Reducing Loss: Stochastic Gradient Descent

In gradient descent, a batch is the set of examples you use to calculate the gradient in a single training iteration. So far, we've assumed that the batch has been the entire data set. When working at Google scale, data sets often contain billions or even hundreds of billions of examples. Furthermore, Google data sets often contain huge numbers of features. Consequently, a batch can be enormous. A very large batch may cause even a single iteration to take a very long time to compute.

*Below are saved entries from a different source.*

PR #1104, opened 2026-05-19
fix: auto-download UI in viz when bundle is missing

### LINKED ISSUE #1103: bug: railtracks viz serves {"error":"File not found"} with no indication that init is required
## Problem

Running `railtracks viz` without first running `railtracks init` starts the server successfully (port 3030, no terminal errors, browser opens automatically), but every browser request returns:

```json
{"error":"File not found"}
```

There is **no error message** in the terminal indicating that the UI package is missing or that `railtracks init` needs to be run first. The server logs look completely healthy, so the user has no way of knowing what went wrong.

## Root cause

`railtracks viz` calls `create_railtracks_dir()` (creates `.railtracks/`) but never downloads the UI bundle. The server's catch-all route in `viz_server.py` silently falls through to a 404 JSON response when `.railtracks/ui/index.html` does not exist.

## Steps to reproduce

```bash
# Fresh clone, or after deleting .railtracks/
railtracks viz
# → browser opens to http://localhost:3030
# → shows {"error":"File not found"} — no hint in the terminal
```

## Expected behaviour

Either:
- `railtracks viz` should auto-download the UI if missing (no extra step needed), or
- a clear error message should be shown: _"UI bundle not found — run `railtracks init` first"_

The current silent failure is especially confusing because the server reports itself as running successfully.

## Fix

Check for `index.html` in `viz` before starting the server and auto-download if missing — making `railtracks init` optional rather than an undocumented prerequisite.

CoronRing:
## Summary

Fixes #1103

- `railtracks viz` now checks for `.railtracks/ui/index.html` before starting the server and automatically downloads the UI bundle if it is missing, making `railtracks init` an optional step rather than a silent prerequisite
- Switched the path-validity check from `FileNotFoundError` to `OSError` so the invalid-filename fallback actually fires on Windows (where bad chars raise `OSError` errno 22, not `FileNotFoundError`)

## Test plan

- [ ] Delete `.railtracks/ui/` and run `railtracks viz` — bundle should download automatically, browser should load the UI
- [ ] Run `railtracks viz` with UI already present — should start immediately with no download
- [ ] Run `railtracks init` then `railtracks viz` — still works as before


packages/railtracks/src/railtracks/cli/__init__.py
```diff
@@ -465,6 +465,11 @@ def main():
 
         create_railtracks_dir()
 
+        ui_index = Path(f"{cli_directory}/ui/index.html")
```
Pooria90: Let's wait until #1110 is merged, then change this line to 
```python
ui_index = resolve_railtracks_home() / "ui" / "index.html"
```
As now we rely on absolute path generate by the `paths/resolve_railtracks_home` function.

Pooria90 (changes requested):

packages/railtracks/src/railtracks/cli/__init__.py
CoronRing: Updated per-request, please check!

packages/railtracks/src/railtracks/cli/__init__.py
```diff
@@ -468,6 +468,11 @@ def main():
 
         create_railtracks_dir()
 
+        ui_index = resolve_railtracks_home() / "ui" / "index.html"
+        if not ui_index.exists():
+            print_status("UI not found — downloading...")
+            download_and_extract_ui()
```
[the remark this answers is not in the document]
CoronRing: Test was added

Pooria90 (approved):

A large data set with randomly sampled examples probably contains redundant data. In fact, redundancy becomes more likely as the batch size grows. Some redundancy can be useful to smooth out noisy gradients, but enormous batches tend not to carry much more predictive value than large batches.

What if we could get the right gradient on average for much less computation? By choosing examples at random from our data set, we could estimate (albeit, noisily) a big average from a much smaller one. Stochastic gradient descent (SGD) takes this idea to the extreme--it uses only a single example (a batch size of 1) per iteration. Given enough iterations, SGD works but is very noisy. The term "stochastic" indicates that the one example comprising each batch is chosen at random.

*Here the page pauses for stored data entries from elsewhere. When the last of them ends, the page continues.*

PR #1106, opened 2026-05-19
fix: prevent empty session files when payload serialization fails

### LINKED ISSUE #1105: bug: session files written as 0 bytes when payload serialization fails
## Problem

Session JSON files in `.railtracks/data/sessions/` are created as 0-byte empty files whenever an error occurs during payload serialization. These empty files persist permanently and cause the viz server to log errors on every startup:

```
[railtracks] Error reading session file _xyz.json: Expecting value: line 1 column 1 (char 0)
```

The viz `/api/sessions` endpoint silently skips all corrupt files, so the UI shows far fewer sessions than expected with no indication of the problem.

## Root cause

In `_session.py`, `__exit__` does this:

```python
file_path.touch()          # 1. empty file created on disk
...
file_path.write_text(...)  # 2. raises (e.g. AssertionError in graph_serialization)
except Exception as e:
    logger.error(...)      # 3. error swallowed — empty file stays forever
```

`file_path.touch()` creates the file unconditionally before the content is ready. If anything between `touch()` and `write_text()` raises an exception, the outer `except Exception` catches it, logs a minimal message, and exits — leaving a permanent empty file behind.

A secondary issue: the filename-fallback `except FileNotFoundError` does not fire on Windows for invalid filename characters, which raise `OSError` (errno 22), not `FileNotFoundError`.

## Impact

- Every failed session write leaves a zombie empty file
- `railtracks viz` logs an error for every empty file on every startup
- The UI silently shows incomplete session history

## Fix

Validate the path with `touch()` + immediate `unlink()` so no file is left if the subsequent write fails. Broaden the filename-fallback to catch `OSError`. Improve the error log to include the full traceback so the root cause (e.g. `AssertionError` in `graph_serialization`) is visible.

CoronRing:
## Summary

Fixes #1105

`file_path.touch()` was creating an empty file before `write_text()` was called. If `payload()` or `json.dumps()` raised an exception (e.g. `AssertionError` inside `graph_serialization()`), the outer `except Exception` swallowed it and the empty file remained permanently on disk.

**Changes:**
- Replace `touch()` with `touch()` + `unlink()` to probe path validity without leaving a file behind if the write later fails
- Broaden filename-fallback catch from `FileNotFoundError` → `OSError` to cover Windows invalid-character errors (errno 22)
- Improve error log to pass the exception message and `exc_info=True` so the full traceback is visible

## Test plan

- [ ] Trigger a session where `graph_serialization()` raises — confirm no empty file is created
- [ ] Trigger a normal session — confirm file is written correctly as before
- [ ] Use a flow name with invalid filename characters on Windows — confirm fallback to identifier-only filename fires


Amir-R25 (approved):
Great, this was an annoying bug!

Mini-batch stochastic gradient descent (mini-batch SGD) is a compromise between full-batch iteration and SGD. A mini-batch is typically between 10 and 1,000 examples, chosen at random. Mini-batch SGD reduces the amount of noise in SGD but is still more efficient than full-batch.

To simplify the explanation, we focused on gradient descent for a single feature. Rest assured that gradient descent also works on feature sets that contain multiple features.